-------- INPUT RECORDS

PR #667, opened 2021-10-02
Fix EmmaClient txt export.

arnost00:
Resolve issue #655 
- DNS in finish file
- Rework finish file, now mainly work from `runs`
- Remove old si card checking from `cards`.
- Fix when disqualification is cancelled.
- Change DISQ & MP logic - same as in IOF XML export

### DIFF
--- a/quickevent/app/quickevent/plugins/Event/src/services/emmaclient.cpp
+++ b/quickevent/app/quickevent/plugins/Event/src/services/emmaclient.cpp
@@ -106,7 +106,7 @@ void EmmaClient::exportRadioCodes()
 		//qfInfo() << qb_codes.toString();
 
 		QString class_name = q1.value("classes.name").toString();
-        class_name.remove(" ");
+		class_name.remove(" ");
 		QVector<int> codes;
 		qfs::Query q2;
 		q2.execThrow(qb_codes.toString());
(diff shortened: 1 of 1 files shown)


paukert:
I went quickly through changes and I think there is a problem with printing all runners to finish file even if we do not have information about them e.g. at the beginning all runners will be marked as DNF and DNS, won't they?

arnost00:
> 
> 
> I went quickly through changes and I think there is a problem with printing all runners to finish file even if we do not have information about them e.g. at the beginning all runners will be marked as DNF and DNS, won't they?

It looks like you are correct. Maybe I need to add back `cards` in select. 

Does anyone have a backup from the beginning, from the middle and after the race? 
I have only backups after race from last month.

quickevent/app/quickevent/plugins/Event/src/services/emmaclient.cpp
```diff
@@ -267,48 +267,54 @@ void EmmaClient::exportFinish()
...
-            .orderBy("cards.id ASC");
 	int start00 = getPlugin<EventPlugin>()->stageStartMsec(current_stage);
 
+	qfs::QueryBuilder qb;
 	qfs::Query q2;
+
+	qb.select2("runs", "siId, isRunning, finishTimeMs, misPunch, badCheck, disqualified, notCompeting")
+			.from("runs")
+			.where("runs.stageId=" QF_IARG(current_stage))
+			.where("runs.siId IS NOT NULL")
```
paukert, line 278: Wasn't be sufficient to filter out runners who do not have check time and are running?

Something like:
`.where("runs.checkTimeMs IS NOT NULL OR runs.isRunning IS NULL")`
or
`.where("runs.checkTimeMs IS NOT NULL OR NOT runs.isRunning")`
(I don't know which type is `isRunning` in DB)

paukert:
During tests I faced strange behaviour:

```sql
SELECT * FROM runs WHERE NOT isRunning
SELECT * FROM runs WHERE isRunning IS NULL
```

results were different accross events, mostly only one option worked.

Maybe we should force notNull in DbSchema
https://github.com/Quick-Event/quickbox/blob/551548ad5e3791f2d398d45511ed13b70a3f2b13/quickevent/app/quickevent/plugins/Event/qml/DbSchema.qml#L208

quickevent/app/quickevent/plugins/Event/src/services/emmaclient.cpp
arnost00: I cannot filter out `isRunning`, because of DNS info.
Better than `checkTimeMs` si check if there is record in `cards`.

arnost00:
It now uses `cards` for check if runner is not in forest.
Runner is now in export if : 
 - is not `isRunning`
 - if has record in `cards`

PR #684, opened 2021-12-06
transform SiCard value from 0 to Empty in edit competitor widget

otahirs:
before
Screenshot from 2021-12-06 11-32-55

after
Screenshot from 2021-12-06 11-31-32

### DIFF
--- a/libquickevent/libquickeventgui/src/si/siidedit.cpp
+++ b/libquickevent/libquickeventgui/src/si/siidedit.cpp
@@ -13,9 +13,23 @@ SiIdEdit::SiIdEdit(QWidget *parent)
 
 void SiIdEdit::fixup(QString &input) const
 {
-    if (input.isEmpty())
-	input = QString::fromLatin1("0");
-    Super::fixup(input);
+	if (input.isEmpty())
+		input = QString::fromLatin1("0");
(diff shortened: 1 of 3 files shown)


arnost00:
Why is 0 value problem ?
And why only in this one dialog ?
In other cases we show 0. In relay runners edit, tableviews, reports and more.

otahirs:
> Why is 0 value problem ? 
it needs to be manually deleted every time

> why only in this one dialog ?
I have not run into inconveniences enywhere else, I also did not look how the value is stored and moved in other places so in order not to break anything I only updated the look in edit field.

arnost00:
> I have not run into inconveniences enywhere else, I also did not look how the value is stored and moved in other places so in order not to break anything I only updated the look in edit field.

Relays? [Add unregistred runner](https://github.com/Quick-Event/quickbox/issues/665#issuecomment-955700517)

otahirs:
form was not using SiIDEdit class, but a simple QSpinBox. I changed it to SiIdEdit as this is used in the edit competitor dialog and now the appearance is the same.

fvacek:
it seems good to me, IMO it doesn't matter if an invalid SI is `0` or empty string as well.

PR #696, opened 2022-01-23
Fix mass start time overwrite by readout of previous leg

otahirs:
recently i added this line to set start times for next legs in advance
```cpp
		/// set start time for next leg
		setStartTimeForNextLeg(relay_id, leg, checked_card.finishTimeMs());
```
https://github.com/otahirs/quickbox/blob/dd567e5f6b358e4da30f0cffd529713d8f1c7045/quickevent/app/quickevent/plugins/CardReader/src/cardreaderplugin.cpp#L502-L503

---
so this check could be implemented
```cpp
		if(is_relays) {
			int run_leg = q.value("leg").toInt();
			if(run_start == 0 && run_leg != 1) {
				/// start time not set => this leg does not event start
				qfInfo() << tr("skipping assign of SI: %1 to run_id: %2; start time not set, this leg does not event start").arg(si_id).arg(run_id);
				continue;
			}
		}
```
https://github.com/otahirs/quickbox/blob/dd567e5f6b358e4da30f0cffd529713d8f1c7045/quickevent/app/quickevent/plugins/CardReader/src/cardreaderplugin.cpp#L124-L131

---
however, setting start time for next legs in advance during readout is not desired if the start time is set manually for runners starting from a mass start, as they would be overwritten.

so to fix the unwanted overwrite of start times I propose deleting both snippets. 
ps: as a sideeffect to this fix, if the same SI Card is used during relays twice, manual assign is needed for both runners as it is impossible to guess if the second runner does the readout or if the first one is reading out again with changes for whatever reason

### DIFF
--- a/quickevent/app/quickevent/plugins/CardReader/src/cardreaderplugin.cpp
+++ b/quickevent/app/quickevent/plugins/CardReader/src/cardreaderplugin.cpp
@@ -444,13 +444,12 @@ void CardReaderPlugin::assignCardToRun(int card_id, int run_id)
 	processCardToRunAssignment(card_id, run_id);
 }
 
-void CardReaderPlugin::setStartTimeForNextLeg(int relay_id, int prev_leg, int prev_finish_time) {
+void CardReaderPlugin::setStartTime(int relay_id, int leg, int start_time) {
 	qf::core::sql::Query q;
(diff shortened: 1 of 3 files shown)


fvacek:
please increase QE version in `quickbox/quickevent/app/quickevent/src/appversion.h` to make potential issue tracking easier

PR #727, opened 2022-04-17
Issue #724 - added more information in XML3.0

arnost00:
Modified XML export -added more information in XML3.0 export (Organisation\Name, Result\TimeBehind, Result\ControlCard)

----------------

* [ABOUT THIS EXERCISE]
Throughout the data above, count the lines in which the word "moved" occurs; supply the number alone.

* [SOLVED PROBLEM]
2